Stored data entries:
= = =
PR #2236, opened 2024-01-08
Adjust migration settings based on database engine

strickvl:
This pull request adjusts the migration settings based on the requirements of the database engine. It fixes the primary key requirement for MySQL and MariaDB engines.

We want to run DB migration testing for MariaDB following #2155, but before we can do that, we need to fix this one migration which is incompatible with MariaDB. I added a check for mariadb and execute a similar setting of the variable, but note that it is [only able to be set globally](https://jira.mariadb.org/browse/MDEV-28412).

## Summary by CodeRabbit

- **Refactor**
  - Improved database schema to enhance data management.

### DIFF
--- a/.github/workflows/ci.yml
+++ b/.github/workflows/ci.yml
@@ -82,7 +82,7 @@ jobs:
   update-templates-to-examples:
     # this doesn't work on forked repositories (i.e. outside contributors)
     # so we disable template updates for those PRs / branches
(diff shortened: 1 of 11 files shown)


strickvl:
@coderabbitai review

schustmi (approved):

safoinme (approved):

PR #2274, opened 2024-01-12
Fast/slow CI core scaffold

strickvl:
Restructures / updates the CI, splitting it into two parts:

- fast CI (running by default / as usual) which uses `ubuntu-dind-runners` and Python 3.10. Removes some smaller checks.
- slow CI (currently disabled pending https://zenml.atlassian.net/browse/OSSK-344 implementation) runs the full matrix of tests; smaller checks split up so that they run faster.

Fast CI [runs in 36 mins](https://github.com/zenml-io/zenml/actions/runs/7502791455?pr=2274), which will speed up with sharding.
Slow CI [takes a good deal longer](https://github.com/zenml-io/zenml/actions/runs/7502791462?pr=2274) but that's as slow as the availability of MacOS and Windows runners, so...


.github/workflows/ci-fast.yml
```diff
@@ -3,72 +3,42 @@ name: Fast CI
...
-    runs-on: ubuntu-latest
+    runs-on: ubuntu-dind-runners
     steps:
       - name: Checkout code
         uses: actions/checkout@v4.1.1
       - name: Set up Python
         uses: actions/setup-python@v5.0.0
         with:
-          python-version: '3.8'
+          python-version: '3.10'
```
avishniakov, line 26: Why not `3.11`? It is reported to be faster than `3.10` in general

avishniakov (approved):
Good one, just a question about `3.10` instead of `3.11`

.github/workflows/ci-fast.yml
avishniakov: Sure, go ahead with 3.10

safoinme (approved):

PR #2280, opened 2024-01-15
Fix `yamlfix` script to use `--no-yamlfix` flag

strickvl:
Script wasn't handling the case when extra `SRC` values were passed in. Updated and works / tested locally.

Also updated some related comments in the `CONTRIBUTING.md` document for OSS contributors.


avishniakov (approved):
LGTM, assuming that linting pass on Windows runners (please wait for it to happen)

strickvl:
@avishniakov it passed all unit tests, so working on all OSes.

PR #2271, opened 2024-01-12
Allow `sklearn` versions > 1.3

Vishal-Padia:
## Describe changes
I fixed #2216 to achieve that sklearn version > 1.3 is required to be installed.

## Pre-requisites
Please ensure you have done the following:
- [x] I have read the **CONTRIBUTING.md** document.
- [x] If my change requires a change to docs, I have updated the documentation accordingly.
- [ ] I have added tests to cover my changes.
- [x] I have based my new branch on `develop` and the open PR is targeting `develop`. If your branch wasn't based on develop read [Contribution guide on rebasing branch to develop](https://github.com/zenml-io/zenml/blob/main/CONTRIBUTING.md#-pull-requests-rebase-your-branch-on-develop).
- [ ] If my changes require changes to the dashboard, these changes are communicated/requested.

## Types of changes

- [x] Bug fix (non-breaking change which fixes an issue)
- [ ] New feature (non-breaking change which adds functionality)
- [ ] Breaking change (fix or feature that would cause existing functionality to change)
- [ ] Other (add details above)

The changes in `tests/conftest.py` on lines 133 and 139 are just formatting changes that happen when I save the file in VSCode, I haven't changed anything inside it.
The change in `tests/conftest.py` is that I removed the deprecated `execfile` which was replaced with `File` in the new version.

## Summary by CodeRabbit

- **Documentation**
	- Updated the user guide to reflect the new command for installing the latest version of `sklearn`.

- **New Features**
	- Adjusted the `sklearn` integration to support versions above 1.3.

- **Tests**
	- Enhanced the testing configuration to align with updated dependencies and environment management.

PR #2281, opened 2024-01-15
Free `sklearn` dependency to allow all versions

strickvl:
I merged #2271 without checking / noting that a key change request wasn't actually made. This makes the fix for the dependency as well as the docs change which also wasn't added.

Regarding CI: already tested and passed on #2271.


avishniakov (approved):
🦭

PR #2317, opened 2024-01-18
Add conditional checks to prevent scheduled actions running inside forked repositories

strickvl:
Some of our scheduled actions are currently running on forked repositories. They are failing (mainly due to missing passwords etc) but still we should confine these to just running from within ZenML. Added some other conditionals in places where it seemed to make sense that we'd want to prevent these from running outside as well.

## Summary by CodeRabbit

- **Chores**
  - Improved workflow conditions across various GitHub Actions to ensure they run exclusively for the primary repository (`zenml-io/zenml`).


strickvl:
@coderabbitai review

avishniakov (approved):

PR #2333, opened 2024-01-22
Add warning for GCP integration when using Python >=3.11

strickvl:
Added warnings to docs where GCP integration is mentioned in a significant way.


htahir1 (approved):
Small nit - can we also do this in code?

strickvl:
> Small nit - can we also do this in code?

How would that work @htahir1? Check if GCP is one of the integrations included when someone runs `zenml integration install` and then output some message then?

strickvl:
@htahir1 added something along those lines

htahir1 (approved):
= = =
Look above for lines with the word "database" and copy them all.

Adjust migration settings based on database engine
This pull request adjusts the migration settings based on the requirements of the database engine. It fixes the primary key requirement for MySQL and MariaDB engines.
  - Improved database schema to enhance data management.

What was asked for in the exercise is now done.